PR #2518, opened 2025-03-08
fix(java): Ensure fatal error from maven search bubbles up

luhring:
This is a follow-up to https://github.com/anchore/grype/pull/2460#issuecomment-2706893918, sticking with the idea that a Maven search error is a big enough deal to consumers that the scan ought to be stopped (since the alternative is a nondeterministic and untrustworthy scan result).

But since matcher errors stopped bubbling up in https://github.com/anchore/grype/pull/2442 by default, this introduces a wrapped error type for the `match` package that allows matchers to declare that certain errors are fatal and must be bubbled up regardless.

This also fixes a minor issue where `errors.Join` was being used incorrectly. (See https://github.com/jonjohnsonjr/til/blob/main/post/errors.md.)

### DIFF
--- a/grype/match/matcher.go
+++ b/grype/match/matcher.go
@@ -27,17 +27,17 @@ type fatalError struct {
 	inner   error
 }
 
-// NewFatalError creates a new FatalError wrapping the given error
+// NewFatalError creates a new fatalError wrapping the given error
 func NewFatalError(matcher MatcherType, e error) error {
 	return fatalError{matcher: matcher, inner: e}
 }
 
-// Error implements the error interface for FatalError.
+// Error implements the error interface for fatalError.
 func (f fatalError) Error() string {
 	return fmt.Sprintf("%s encountered a fatal error: %v", f.matcher, f.inner)
 }
 
-// IsFatalError returns true if err includes a FatalError
+// IsFatalError returns true if err includes a fatalError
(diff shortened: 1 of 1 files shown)


luhring:
Example:

```console
$ go run ./cmd/grype ~/imgs/apache-nifi.syft.json             
 ⠏ Scanning for vulnerabilities    ━━━━━━━━━━━━━━━━━━━━  [0 vulnerability matches]  
   ├── by severity: 0 critical, 0 high, 0 medium, 0 low, 0 negligible
   └── by status:   0 fixed, 0 not-fixed, 0 ignored 
[0232] ERROR unable to find matches against vulnerability database: vulnerability matching cannot continue: resolving details for package "jetty-websocket-core-client" with maven: status 403 Forbidden from https://search.maven.org/solrsearch/select?q=1%3A%22ab0040f5331831417a8ef920242c40404167b9f8%22&rows=1&wt=json
exit status 1
```

kzantow (commented):
LGTM but we should probably have a test validating the behavior for fatal/nonfatal errors

luhring:
> LGTM but we should probably have a test validating the behavior for fatal/nonfatal errors

Done!

kzantow (approved):
I hope you don't mind, I pushed a couple tweaks to the comments and such. Thanks for implementing this! 🎉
--------
EXERCISE DETAILS - Go through the records above, find every line with the word "interface", and list those lines.

RESULT BELOW -
-// Error implements the error interface for FatalError.
+// Error implements the error interface for fatalError.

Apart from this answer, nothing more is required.